My audio sounds fine through both my iPhone and old iPod classic 30GB. Yes, that's with lossless music. Yes, I have nice Bose headphones (yeah, got them for xmas, don't bash because of price |:c  ). Yes, I've compared it to my friends' Zen players and Zunes.


----------



## Rel (Sep 13, 2009)

To be honest, i have an Ipod touch 32GB 1st Gen, and i really didn't _just_ buy it to listen to music. I mean the sound sounds perfectly fine to me, i have no complaint to it, and i know there is better, but there is more to an ipod touch than just music. (Mainly Wifi and its a mini computer).


----------



## Hir (Sep 13, 2009)

Aden said:


> Slight audiophile here - member of What.CD, tunes speakers to rooms, checks ripping logs, yadda yadda.
> 
> My audio sounds fine through both my iPhone and old iPod classic 30GB. Yes, that's with lossless music. Yes, I have nice Bose headphones (yeah, got them for xmas, don't bash because of price |:c  ). Yes, I've compared it to my friends' Zen players and Zunes.


Oh yay another member of What.CD 

Zen players are OK but mine broke after 6 days so I don't even consider them an MP3 player, I just consider them as overpriced badly built crap. I've never tried a Zune.


----------



## Night-Leopard-800 (Sep 13, 2009)

The iPod Touch seems to have good quality. Nano... not so much...

Nextar has a very good and reliable $20 1GB mp3 player that supports .mp3, .wma, and .wav.


----------



## Aden (Sep 13, 2009)

DarkNoctus said:


> Oh yay another member of What.CD



Nice! What's your login? Mine's "AdenZerda".



DarkNoctus said:


> Zen players are OK but mine broke after 6 days so I don't even consider them an MP3 player, I just consider them as overpriced badly built crap.
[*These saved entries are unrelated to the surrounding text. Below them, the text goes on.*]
PR #593, opened 2020-07-15
:running: add release docs and tools

dhellmann:

We should start tagging formal releases of the baremetal-operator, like
we do for other metal3 components. This PR includes docs and tools for
releasing, based on the ones in CAPM3.


docs/releasing.md
```diff
@@ -0,0 +1,73 @@
...
+## Output
+
+### Expected artifacts
+
+1. A container image of the shared baremetal-operator
+1. A git tag
+1. A release on Github containing:
+    - A manifest file - `infrastructure-components.yaml`
+    - A metadata file - `metadata.yaml`
+    - A cluster template - `cluster-template.yaml`
```
maelk, line 18: I don't think we should have a metadata and cluster template files for BMO, since they are not part of capm3. Having a manifest file that allows a user to easily deploy BMO (i.e. the kustomization output) could be nice to have.

docs/releasing.md
```diff
@@ -0,0 +1,73 @@
...
+
+Multiple additional actions are required in the Metal3 project
+
+### Update the Jenkins jobs
+
+For each minor or major release, two jobs need to be created :
+
+- a master job that runs on a regular basis
+- a PR verification job that is triggered by a keyword on a PR targeted for that
+  release branch.
```
maelk, line 61: we will need to discuss how we deal with the BMO versions in the tests, if we will need multiple jobs etc. and the compatibility matrix with CAPM3 to cover it with the tests.

docs/releasing.md
```diff
@@ -0,0 +1,73 @@
...
+
+### Update Metal3-dev-env
+
+Metal3-dev-env variables need to be modified. After a major or minor release,
+the new minor version (that follows CAPI versioning) should point to master for
+BMO and the released version should point to the release branch.
```
maelk, line 67: Metal3-dev-env will need a bit of rework to be able to give a BMO version as parameter (for the branch and tag)

hack/markdownlint.sh
```diff
@@ -9,7 +9,9 @@ if [ "${IS_CONTAINER}" != "false" ]; then
   TOP_DIR="${1:-.}"
   find "${TOP_DIR}" \
        \( -path ./vendor -prune -o \
-       -path ./tools/operator-sdk -prune \) \
+       -path ./tools/operator-sdk -prune -o \
+       -path ./.github -prune \
```
maelk, line 13: is -prune duplicated ? or is it expected after each path ?

hack/tools/go.mod
```diff
@@ -0,0 +1,27 @@
...
+	github.com/go-critic/go-critic v0.0.0-20181204210945-1df300866540 => github.com/go-critic/go-critic v0.0.0-20190526074819-1df300866540
+	github.com/golangci/errcheck v0.0.0-20181003203344-ef45e06d44b6 => github.com/golangci/errcheck v0.0.0-20181223084120-ef45e06d44b6
+	github.com/golangci/go-tools v0.0.0-20180109140146-af6baa5dc196 => github.com/golangci/go-tools v0.0.0-20190318060251-af6baa5dc196
+	github.com/golangci/gofmt v0.0.0-20181105071733-0b8337e80d98 => github.com/golangci/gofmt v0.0.0-20181222123516-0b8337e80d98
+	github.com/golangci/gosec v0.0.0-20180901114220-66fb7fc33547 => github.com/golangci/gosec v0.0.0-20190211064107-66fb7fc33547
+	github.com/golangci/ineffassign v0.0.0-20180808204949-42439a7714cc => github.com/golangci/ineffassign v0.0.0-20190609212857-42439a7714cc
+	github.com/golangci/lint-1 v0.0.0-20180610141402-ee948d087217 => github.com/golangci/lint-1 v0.0.0-20190420132249-ee948d087217
+	github.com/timakin/bodyclose => github.com/golangci/bodyclose v0.0.0-20190714144026-65da19158fa2
+	mvdan.cc/unparam v0.0.0-20190124213536-fbb59629db34 => mvdan.cc/unparam v0.0.0-20190209190245-fbb59629db34
+)
```
maelk, line 27: maybe we could get rid of this now. the issue was resolved afaik. It is just that we did not revisit it on CAPM3 side.

maelk:
About the synchronization with CAPM3, I would propose to go the same way as for the IPAM controller. CAPM3 merely consumes the releases, so we would ship a CAPM3 release with the latest BMO release. In case CAPM3 requires something from BMO, we would need to simply release BMO first, then update CAPM3 to consume the latest release, and then release CAPM3. That way a specific release of CAPM3 would always be deployed with a specific release of BMO.

The disadvantage of this approach is that it might force us to do a minor release on BMO before a CAPM3 release, if something is needed from BMO that is not yet in the last release. Bug fixes in BMO would also require a new release of CAPM3. But those should not be big issues. That way BMO can be released at its own pace, and uplifted when needed in CAPM3.

docs/releasing.md
dhellmann: What builds that manifest file?

hack/markdownlint.sh
dhellmann: It's how I've seen it used elsewhere (including an earlier version of this file based on the diff).

hack/tools/go.mod
dhellmann: This lets us have different versions of dependencies for the tools than for the main code, right? That seems like something we may want to keep.

docs/releasing.md
dhellmann: It seems like CAPM3 can control that. We would want test jobs for each CAPM3 branch against the head of the branch for the series from BMO that is supported. We really only need to support one version of BMO per version of CAPM3, right? So I don't think that we would end up with a lot more jobs than we have now. The BMO is at the bottom of the dependency stack, so if we cross-test, so that changes to BMO can't break CAPM3 jobs, then we shouldn't need CAPM3 jobs using pinned versions of BMO.

docs/releasing.md
dhellmann: I'll make a note of that. I assume we will need a tagged version of BMO before adding the variables would make sense.

docs/releasing.md
maelk: I guess that would depend on how we consider BMOfrom CAPM3 point of view, if it is just a dependency updated from time to time, allowing complete split of development cycles, then we'd need separate testing for BMO, considering that CAPM3 might not support the new version / feature yet. But if we go for synced development cycles, then a version or feature change in BMO would mean a sync change in CAPM3. That's how we have been doing it until now and probably the easiest with regards to the testing, allowing for full integration tests at any point in BMO development cycles. However, going this way probably means that we need to release BMO for every CAPM3 release.

docs/releasing.md
maelk: After giving it a bit more thought, We should probably rework metal3-dev-env more extensively to allow it to deploy existing (latest?) releases (to verify nothing got broken meanwhile), tests from the master and release branches for CAPM3 and for BMO. Defining which BMO version should be used when testing CAPM3 is straightforward (though there is still the question whether it should be tested with the latest release or the tip of the release branch of BMO). To test the tip of the BMO release branches, however, we would need to clearly identify which release branch of CAPM3 is supposed to support it, for example a bug backport to an older release of BMO should not be tested with the latest master of CAPM3, but with the branch of the release that was using this version of BMO.

hack/tools/go.mod
maelk: as far as I understood it, it was only there as a workaround to get golangci-lint to work properly. now that issue was solved, we don't need it anymore. CAPI removed it : https://github.com/kubernetes-sigs/cluster-api/blob/master/hack/tools/go.mod

maelk:
/test-integration
that one should not have failed

hack/tools/go.mod
dhellmann: Oh, sorry, you were just talking about the replace directive. I thought you meant the whole file. Fixed.

docs/releasing.md
maelk: we can add a Makefile target running kustomize on the config (or deploy for now) folder

docs/releasing.md
dhellmann: I think we're saying similar things.

I envision a branch in BMO for each CAPM3 release. That BMO branch would be tested with the corresponding CAPM3 branch, so that the "series" of releases from the branches stay compatible.

We would do the same for the master branch of each component, to ensure that upcoming releases are compatible. 

Because the BMO is at the bottom of the dependency stack, there may be releases of BMO on a branch that do not correspond to a new CAPM3 release. CAPM3 could choose to consume those explicitly, or not, as long as future changes on each BMO branch continue to be compatible with the same branch of CAPM3. That doesn't really seem very different from what we're doing today, where CAPM3 always consumes the image created from the tip of the branch implicitly.

That leaves the issue of upgrade testing between branches. I think we want to reach a point of stability where we ensure compatibility between series for upgrades, and that would require another test job to install a cluster with one version, update the components, and then ensure that the upgraded cluster stabilizes and there are no errors or data loss. The design and implementation of that test job will be influenced by the release plan, but I think we should come up with the plan for that separately over in metal3-docs.

maelk: I agree. I am thinking about what would happen when there would need to be a new minor or major release of BMO with breaking change. I guess that would force us to do a similar minor/major release on CAPM3. It might be what we want , because such an API change would need to be visible for the consumer of CAPM3 that still create the BMHs. So this synchronization approach could work as long as we ensure that major changes in BMO are reflected in CAPM3, and we don't hide a breaking change of BMO in CAPM3.

For the upgrade tests, I guess it would be done anyways as we are doing the CAPM3 upgrade tests, since an upgrade of BMO would mean an upgrade of CAPM3.

So it looks like the best option for us is to keep the two release cycles somewhat in sync.

dhellmann: Yes, I think if we're going to have a breaking API change in BMO we would want to have a release of both components before that happens. Ideally we will be able to make API changes compatible by using web hooks, which would let us make the change in BMO first and then update CAPM3 to require the newer API later.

But I hear many people say that they have top sound quality.



Runefox said:


> I'm still wondering if you're using a low bitrate or a lower-quality codec, particularly if you're transcoding from MP3 to begin with. Since iPods/iTunes usually enjoy using AAC - Which is actually a higher-quality codec than MP3, but will introduce more artifacts if transcoding from MP3 (as any lossy codec will do) - it's likely that if you've got MP3 files being transcoded, you'll get a lower quality anyway.



Just wanted to point out that iTunes will not transcode your songs while putting them on your device. But yeah, gonna have to agree that lossy to lossy transcodes are a sin against all that is sacred.


----------



## CinnamonApples (Sep 13, 2009)

DarkNoctus said:


> Sure but since I've had much better for less, I couldn't adjust to the quality. Hence I got rid of it.



Fair enough.


----------



## Hir (Sep 13, 2009)

Aden said:


> Nice! What's your login? Mine's "AdenZerda".


DarkNoctus. I need to start uploading more but almost everything I have is already there.


Aden said:


> But I hear many people say that they have top sound quality.



Absolutely depends what you're listening to. I had a Zen X-Fi which was the best in the range, and it had 3 different technologies for enhancing sound quality. Crystaliser, 3D Surround, and an Equaliser. The crystaliser was ok, 3D Surround muffled the sound, and the Equaliser...Well...It's an equaliser.

One thing I will hand to Creative is the buds they come with were pretty good. But I didn't use them much. I tried them and they were decent but my Sennheisers were better so I stuck to them.

It was definately no better than Samsung since the Samsung does what the X-Fi does and more.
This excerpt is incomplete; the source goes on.